EXERCISE REQUIREMENTS:
Every line of the data below is to be written out again exactly.

+++ RECORDS PROVIDED

PR #396, opened 2018-10-25
Nail down Node version so CI doesn't break

### LINKED ISSUE #395: Something changed in CI and now everything is terrible
CI PR builds have been failing for a few days with:

```
ReferenceError: internalBinding is not defined
    at fs.js:25:1
...
The command "gulp tslint" exited with 1.
```

I re-ran the master and that (which previously passed) also failed with the same error.  This suggests something has changed in the CI environment and now no builds are passing.

I hate computers.

itowlson:
Fixes #395.

### DIFF
--- a/.travis.yml
+++ b/.travis.yml
@@ -1,7 +1,7 @@
 language: node_js
 
 node_js:
-- 'node'
+- "10"
 
 os:
 - linux


itowlson:
Emergency fix so PRs in flight can complete - probably good to clarify if there is a real underlying issue on Node 11 but this gets us building again for now.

++++++

ANSWER BOX:
PR #396, opened 2018-10-25
Nail down Node version so CI doesn't break

### LINKED ISSUE #395: Something changed in CI and now everything is terrible
CI PR builds have been failing for a few days with:

```
ReferenceError: internalBinding is not defined
    at fs.js:25:1
...
The command "gulp tslint" exited with 1.
```

I re-ran the master and that (which previously passed) also failed with the same error.  This suggests something has changed in the CI environment and now no builds are passing.

I hate computers.

itowlson:
Fixes #395.

### DIFF
--- a/.travis.yml
+++ b/.travis.yml
@@ -1,7 +1,7 @@
 language: node_js
 
 node_js:
-- 'node'
+- "10"
 
 os:
 - linux


itowlson:
Emergency fix so PRs in flight can complete - probably good to clarify if there is a real underlying issue on Node 11 but this gets us building again for now.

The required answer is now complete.